**Required action**
Nothing in the entries may be dropped: restate them word for word.

**Data in this exercise**

○ ○ ○ ○ ○

PR #1594, opened 2020-11-23
EbAppConfig: Rewrite find_token to fix assertion

ePirat:
# Description
The way find_token was written would lead to it unconditionally
using the next argument following the token. In cases where the
token is the last argument, this could lead to it passing NULL
to strcpy_s which is invalid, triggering an assertion on Windows
debug builds.

This was not reproducible on other platforms as the replacement
strcpy_s implementations does not seem to follow the Windows
implementation for that and only returns an error for these
cases, which is ignored here.

# Issue

# Author(s)
Marvin Scholz

# Performance impact

- [ ] quality
- [ ] memory
- [ ] speed
- [ ] 8 bit
- [ ] 10 bit
- [x] N/A

# Test set
- [ ] other
- [x] N/A

# Merge method

### DIFF
--- a/Source/App/EncApp/EbAppConfig.c
+++ b/Source/App/EncApp/EbAppConfig.c
@@ -1624,19 +1624,41 @@ static void parse_config_file(EbConfig *config, char *buffer, int32_t size) {
     return;
 }
 
-/******************************************
-* Find Token
-******************************************/
+/**
+ * @brief Find token and its argument
+ * @param argc      Argument count
+ * @param argv      Argument array
+ * @param token     The token to look for
+ * @param configStr Output buffer to write the argument to or NULL
+ * @return 0 if found, non-zero otherwise
+ *
+ * @note The configStr buffer must be at least
+ *       COMMAND_LINE_MAX_SIZE bytes big.
+ *       The argv must contain an additional NULL
+ *       element to terminate it, so that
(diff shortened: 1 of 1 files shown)


Source/App/EncApp/EbAppConfig.c
```diff
@@ -1624,19 +1624,41 @@ static void parse_config_file(EbConfig *config, char *buffer, int32_t size) {
...
+ * @param configStr Output buffer to write the argument to or NULL
+ * @return 0 if found, non-zero otherwise
+ *
+ * @note The configStr buffer must be at least
+ *       COMMAND_LINE_MAX_SIZE bytes big.
+ *       The argv must contain an additional NULL
+ *       element to terminate it, so that
+ *       argv[argc] == NULL.
+ */
 static int32_t find_token(int32_t argc, char *const argv[], char const *token, char *configStr) {
```
1480c1, line 1630: In the case where the only outcome is -1 or 0, it might be better to just use `int` to signal that we don't need a specific length

ePirat: Yes but that change was out of scope of this PR for me, as this was a pre-existing API choice. Personally I think it should be changed to a boolean (as it can only express the token is found or not, anyway) and adjust all callers accordingly.

I can do a follow-up PR with such a change, if desired.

○ ○ ○ ○ ○

**Answer to this problem**
PR #1594, opened 2020-11-23
EbAppConfig: Rewrite find_token to fix assertion

ePirat:
# Description
The way find_token was written would lead to it unconditionally
using the next argument following the token. In cases where the
token is the last argument, this could lead to it passing NULL
to strcpy_s which is invalid, triggering an assertion on Windows
debug builds.

This was not reproducible on other platforms as the replacement
strcpy_s implementations does not seem to follow the Windows
implementation for that and only returns an error for these
cases, which is ignored here.

# Issue

# Author(s)
Marvin Scholz

# Performance impact

- [ ] quality
- [ ] memory
- [ ] speed
- [ ] 8 bit
- [ ] 10 bit
- [x] N/A

# Test set
- [ ] other
- [x] N/A

# Merge method

### DIFF
--- a/Source/App/EncApp/EbAppConfig.c
+++ b/Source/App/EncApp/EbAppConfig.c
@@ -1624,19 +1624,41 @@ static void parse_config_file(EbConfig *config, char *buffer, int32_t size) {
     return;
 }
 
-/******************************************
-* Find Token
-******************************************/
+/**
+ * @brief Find token and its argument
+ * @param argc      Argument count
+ * @param argv      Argument array
+ * @param token     The token to look for
+ * @param configStr Output buffer to write the argument to or NULL
+ * @return 0 if found, non-zero otherwise
+ *
+ * @note The configStr buffer must be at least
+ *       COMMAND_LINE_MAX_SIZE bytes big.
+ *       The argv must contain an additional NULL
+ *       element to terminate it, so that
(diff shortened: 1 of 1 files shown)


Source/App/EncApp/EbAppConfig.c
```diff
@@ -1624,19 +1624,41 @@ static void parse_config_file(EbConfig *config, char *buffer, int32_t size) {
...
+ * @param configStr Output buffer to write the argument to or NULL
+ * @return 0 if found, non-zero otherwise
+ *
+ * @note The configStr buffer must be at least
+ *       COMMAND_LINE_MAX_SIZE bytes big.
+ *       The argv must contain an additional NULL
+ *       element to terminate it, so that
+ *       argv[argc] == NULL.
+ */
 static int32_t find_token(int32_t argc, char *const argv[], char const *token, char *configStr) {
```
1480c1, line 1630: In the case where the only outcome is -1 or 0, it might be better to just use `int` to signal that we don't need a specific length

ePirat: Yes but that change was out of scope of this PR for me, as this was a pre-existing API choice. Personally I think it should be changed to a boolean (as it can only express the token is found or not, anyway) and adjust all callers accordingly.

I can do a follow-up PR with such a change, if desired.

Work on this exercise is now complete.